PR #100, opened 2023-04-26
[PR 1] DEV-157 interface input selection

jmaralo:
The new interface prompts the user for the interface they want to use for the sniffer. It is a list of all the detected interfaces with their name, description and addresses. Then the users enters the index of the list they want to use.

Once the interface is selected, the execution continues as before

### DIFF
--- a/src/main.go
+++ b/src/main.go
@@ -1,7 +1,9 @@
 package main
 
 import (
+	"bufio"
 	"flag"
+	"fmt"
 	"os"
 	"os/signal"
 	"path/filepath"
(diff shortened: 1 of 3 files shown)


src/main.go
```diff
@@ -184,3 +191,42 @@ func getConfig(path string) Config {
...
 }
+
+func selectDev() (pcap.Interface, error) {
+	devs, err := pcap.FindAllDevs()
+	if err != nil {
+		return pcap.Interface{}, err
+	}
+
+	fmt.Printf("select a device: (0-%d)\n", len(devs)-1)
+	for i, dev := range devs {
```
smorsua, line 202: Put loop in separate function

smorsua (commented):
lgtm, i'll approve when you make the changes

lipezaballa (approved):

:: TASK GOAL ::
Repeat all entries. Match them exactly.

:: RESPONSE ::
PR #100, opened 2023-04-26
[PR 1] DEV-157 interface input selection

jmaralo:
The new interface prompts the user for the interface they want to use for the sniffer. It is a list of all the detected interfaces with their name, description and addresses. Then the users enters the index of the list they want to use.

Once the interface is selected, the execution continues as before

### DIFF
--- a/src/main.go
+++ b/src/main.go
@@ -1,7 +1,9 @@
 package main
 
 import (
+	"bufio"
 	"flag"
+	"fmt"
 	"os"
 	"os/signal"
 	"path/filepath"
(diff shortened: 1 of 3 files shown)


src/main.go
```diff
@@ -184,3 +191,42 @@ func getConfig(path string) Config {
...
 }
+
+func selectDev() (pcap.Interface, error) {
+	devs, err := pcap.FindAllDevs()
+	if err != nil {
+		return pcap.Interface{}, err
+	}
+
+	fmt.Printf("select a device: (0-%d)\n", len(devs)-1)
+	for i, dev := range devs {
```
smorsua, line 202: Put loop in separate function

smorsua (commented):
lgtm, i'll approve when you make the changes

lipezaballa (approved):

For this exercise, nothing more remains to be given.